→ TASK STATEMENT
In the records below, find the line holding "PR #256, opened 2016-01-16" and the line holding "This feature allows". Set down both, with every line between them, exactly.

→ THE DATA

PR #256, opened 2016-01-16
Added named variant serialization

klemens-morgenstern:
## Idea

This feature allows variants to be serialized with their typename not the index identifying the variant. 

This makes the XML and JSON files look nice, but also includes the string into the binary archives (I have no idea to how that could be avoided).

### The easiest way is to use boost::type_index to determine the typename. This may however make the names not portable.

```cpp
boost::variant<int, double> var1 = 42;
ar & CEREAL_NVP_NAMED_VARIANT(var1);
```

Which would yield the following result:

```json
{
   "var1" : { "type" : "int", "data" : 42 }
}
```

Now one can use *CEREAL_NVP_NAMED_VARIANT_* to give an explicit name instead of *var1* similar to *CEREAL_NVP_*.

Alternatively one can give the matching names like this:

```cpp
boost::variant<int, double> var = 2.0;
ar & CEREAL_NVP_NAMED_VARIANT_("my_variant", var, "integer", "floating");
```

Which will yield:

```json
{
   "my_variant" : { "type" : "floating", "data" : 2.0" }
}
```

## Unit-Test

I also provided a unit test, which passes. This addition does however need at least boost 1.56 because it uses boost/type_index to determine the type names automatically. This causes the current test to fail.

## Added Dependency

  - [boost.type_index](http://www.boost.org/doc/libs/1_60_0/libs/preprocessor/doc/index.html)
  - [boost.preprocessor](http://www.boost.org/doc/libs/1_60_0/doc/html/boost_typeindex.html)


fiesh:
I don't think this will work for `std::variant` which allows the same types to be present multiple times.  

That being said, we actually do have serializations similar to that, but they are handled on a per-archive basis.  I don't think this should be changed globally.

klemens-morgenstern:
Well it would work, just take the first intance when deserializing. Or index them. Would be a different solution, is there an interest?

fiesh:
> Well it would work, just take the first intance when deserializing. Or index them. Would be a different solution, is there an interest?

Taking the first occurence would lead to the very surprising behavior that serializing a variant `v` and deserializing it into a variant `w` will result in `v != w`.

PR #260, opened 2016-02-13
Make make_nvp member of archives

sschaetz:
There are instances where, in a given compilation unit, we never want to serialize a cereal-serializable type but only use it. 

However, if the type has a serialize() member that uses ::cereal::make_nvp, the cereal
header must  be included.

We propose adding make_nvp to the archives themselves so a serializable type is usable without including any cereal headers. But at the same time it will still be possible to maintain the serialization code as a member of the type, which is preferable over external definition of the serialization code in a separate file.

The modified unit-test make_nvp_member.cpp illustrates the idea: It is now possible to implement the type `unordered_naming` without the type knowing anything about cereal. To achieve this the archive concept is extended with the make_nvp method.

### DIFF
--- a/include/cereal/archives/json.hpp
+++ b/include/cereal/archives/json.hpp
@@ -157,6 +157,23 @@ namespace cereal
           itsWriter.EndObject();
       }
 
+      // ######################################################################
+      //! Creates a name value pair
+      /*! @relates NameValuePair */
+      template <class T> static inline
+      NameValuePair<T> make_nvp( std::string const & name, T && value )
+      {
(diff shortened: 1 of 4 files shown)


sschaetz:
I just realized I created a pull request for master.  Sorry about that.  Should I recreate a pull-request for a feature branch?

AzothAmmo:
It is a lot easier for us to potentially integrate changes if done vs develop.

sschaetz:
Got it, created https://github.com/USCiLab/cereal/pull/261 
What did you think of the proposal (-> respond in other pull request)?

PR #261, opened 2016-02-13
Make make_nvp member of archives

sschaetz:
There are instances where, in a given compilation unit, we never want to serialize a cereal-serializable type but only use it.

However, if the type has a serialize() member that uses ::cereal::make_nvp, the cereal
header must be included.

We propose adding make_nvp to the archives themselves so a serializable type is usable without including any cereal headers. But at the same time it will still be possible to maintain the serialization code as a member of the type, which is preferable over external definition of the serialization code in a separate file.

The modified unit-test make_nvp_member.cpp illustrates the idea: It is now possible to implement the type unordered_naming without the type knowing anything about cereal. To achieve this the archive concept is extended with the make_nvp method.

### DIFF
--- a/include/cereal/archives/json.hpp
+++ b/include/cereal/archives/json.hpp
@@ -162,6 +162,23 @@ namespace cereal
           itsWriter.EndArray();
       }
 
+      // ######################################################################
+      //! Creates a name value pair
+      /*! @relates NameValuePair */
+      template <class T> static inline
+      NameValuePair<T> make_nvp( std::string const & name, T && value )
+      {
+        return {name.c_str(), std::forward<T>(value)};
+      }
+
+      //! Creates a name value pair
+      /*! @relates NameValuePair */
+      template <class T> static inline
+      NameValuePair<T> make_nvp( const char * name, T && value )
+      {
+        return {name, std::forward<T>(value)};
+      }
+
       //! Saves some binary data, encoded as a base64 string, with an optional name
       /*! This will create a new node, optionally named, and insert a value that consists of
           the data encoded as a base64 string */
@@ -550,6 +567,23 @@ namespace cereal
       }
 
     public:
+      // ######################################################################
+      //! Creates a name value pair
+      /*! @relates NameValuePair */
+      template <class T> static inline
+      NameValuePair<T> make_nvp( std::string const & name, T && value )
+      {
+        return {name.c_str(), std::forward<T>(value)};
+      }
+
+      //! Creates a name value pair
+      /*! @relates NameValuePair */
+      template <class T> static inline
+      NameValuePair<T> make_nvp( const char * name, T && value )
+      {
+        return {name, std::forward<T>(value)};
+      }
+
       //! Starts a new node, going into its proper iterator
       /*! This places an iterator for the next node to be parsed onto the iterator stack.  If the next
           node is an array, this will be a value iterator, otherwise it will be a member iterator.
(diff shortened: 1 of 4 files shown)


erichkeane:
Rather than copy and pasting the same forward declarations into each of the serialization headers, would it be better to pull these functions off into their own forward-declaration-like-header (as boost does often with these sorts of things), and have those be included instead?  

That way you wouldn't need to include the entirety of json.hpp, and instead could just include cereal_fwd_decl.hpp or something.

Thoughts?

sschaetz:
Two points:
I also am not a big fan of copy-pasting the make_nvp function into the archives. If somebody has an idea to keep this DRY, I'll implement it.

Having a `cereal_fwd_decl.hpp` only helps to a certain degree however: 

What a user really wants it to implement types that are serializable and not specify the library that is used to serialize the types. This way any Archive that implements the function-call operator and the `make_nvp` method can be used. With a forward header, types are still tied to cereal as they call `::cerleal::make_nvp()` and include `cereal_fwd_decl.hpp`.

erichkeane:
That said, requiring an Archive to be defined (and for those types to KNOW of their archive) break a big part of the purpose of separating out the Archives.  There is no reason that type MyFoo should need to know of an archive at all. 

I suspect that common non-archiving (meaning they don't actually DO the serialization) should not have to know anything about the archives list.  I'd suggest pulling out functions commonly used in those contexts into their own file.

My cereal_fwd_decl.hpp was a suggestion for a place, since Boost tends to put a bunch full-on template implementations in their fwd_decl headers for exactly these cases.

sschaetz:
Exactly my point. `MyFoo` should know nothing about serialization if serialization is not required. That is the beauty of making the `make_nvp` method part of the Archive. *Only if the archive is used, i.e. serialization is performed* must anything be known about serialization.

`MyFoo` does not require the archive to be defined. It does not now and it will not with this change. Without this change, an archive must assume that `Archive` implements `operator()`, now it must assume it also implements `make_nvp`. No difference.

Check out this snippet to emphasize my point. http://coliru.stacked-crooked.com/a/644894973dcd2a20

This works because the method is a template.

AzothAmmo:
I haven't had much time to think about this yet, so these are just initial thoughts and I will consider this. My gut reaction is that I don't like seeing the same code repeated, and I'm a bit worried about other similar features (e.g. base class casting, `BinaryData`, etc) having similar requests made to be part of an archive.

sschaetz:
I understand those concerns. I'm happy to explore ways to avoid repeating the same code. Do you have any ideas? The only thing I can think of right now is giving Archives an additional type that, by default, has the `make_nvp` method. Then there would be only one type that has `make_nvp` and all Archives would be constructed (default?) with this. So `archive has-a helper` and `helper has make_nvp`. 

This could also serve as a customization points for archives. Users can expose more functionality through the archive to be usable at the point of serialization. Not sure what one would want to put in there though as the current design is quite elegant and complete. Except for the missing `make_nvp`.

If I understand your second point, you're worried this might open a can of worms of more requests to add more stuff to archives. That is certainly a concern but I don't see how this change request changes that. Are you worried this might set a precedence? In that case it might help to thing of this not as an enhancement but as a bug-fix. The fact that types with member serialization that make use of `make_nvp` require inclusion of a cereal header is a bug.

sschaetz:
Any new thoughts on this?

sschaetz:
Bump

* * *

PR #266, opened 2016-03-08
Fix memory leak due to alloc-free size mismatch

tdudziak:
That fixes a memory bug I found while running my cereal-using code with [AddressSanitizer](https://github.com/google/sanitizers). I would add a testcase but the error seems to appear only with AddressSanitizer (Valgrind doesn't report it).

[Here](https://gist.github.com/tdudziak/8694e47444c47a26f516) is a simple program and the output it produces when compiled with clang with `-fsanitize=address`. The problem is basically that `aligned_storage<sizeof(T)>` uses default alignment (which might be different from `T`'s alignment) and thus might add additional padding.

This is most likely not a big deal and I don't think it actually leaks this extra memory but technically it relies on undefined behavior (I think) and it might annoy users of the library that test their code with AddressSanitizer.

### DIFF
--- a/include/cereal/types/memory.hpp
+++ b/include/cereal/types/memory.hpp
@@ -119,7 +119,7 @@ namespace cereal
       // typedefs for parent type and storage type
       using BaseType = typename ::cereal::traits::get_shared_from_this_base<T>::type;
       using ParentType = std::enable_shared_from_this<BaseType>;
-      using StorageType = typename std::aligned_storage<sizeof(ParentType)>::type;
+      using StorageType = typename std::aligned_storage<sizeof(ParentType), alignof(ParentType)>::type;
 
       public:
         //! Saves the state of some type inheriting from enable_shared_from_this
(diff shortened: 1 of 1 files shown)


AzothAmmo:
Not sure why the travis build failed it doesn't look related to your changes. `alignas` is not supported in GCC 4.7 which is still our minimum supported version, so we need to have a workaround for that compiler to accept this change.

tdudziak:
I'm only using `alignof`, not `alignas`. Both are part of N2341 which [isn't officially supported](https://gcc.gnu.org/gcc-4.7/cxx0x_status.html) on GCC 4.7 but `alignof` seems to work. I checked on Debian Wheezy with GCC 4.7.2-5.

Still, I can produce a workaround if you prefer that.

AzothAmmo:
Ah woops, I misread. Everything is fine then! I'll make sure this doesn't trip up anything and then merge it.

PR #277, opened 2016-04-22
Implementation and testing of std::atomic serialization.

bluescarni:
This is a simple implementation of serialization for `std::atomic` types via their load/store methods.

...

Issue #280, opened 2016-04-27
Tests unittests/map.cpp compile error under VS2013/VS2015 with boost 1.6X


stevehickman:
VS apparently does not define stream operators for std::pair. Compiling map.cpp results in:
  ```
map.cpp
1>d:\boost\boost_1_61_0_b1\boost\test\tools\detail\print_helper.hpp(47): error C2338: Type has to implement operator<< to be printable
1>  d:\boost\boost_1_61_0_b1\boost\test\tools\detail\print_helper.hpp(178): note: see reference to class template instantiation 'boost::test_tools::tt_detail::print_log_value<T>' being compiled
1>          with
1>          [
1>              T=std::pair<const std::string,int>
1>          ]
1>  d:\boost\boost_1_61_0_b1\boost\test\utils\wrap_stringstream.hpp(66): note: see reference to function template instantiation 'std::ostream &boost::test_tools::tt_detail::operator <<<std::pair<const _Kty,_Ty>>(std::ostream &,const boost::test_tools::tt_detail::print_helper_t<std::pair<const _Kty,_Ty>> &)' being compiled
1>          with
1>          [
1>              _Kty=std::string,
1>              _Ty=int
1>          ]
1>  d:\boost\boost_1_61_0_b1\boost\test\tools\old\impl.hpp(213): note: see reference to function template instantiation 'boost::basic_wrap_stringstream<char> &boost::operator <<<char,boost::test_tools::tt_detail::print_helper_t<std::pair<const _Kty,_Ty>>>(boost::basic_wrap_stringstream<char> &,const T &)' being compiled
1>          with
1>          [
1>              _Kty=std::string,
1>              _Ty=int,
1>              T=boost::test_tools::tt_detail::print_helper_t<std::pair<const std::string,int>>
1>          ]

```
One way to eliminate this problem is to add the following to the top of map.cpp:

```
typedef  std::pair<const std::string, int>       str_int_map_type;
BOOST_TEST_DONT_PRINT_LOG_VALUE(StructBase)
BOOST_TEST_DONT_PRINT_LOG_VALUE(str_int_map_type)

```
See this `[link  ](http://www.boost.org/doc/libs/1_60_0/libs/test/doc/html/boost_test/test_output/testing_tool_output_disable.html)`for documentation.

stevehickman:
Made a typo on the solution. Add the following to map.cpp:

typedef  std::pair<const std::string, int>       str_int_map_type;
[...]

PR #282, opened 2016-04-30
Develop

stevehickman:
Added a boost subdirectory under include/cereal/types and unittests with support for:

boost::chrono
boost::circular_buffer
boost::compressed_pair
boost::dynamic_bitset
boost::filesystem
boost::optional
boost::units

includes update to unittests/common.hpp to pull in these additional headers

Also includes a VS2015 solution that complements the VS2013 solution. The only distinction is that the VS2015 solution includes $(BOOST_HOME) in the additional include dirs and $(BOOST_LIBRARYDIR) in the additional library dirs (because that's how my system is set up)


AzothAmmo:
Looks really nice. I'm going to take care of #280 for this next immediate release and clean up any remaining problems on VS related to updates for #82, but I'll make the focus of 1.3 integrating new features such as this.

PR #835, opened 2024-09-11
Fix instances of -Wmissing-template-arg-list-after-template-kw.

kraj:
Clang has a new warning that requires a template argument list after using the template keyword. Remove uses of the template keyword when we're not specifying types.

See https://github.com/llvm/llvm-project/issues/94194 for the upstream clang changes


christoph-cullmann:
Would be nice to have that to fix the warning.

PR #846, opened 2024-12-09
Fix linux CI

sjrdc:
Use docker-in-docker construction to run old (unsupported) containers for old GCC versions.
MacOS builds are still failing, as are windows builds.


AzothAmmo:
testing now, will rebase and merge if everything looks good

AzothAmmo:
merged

→ RESPONSE TO THE TASK
PR #256, opened 2016-01-16
Added named variant serialization

klemens-morgenstern:
## Idea

This feature allows variants to be serialized with their typename not the index identifying the variant. 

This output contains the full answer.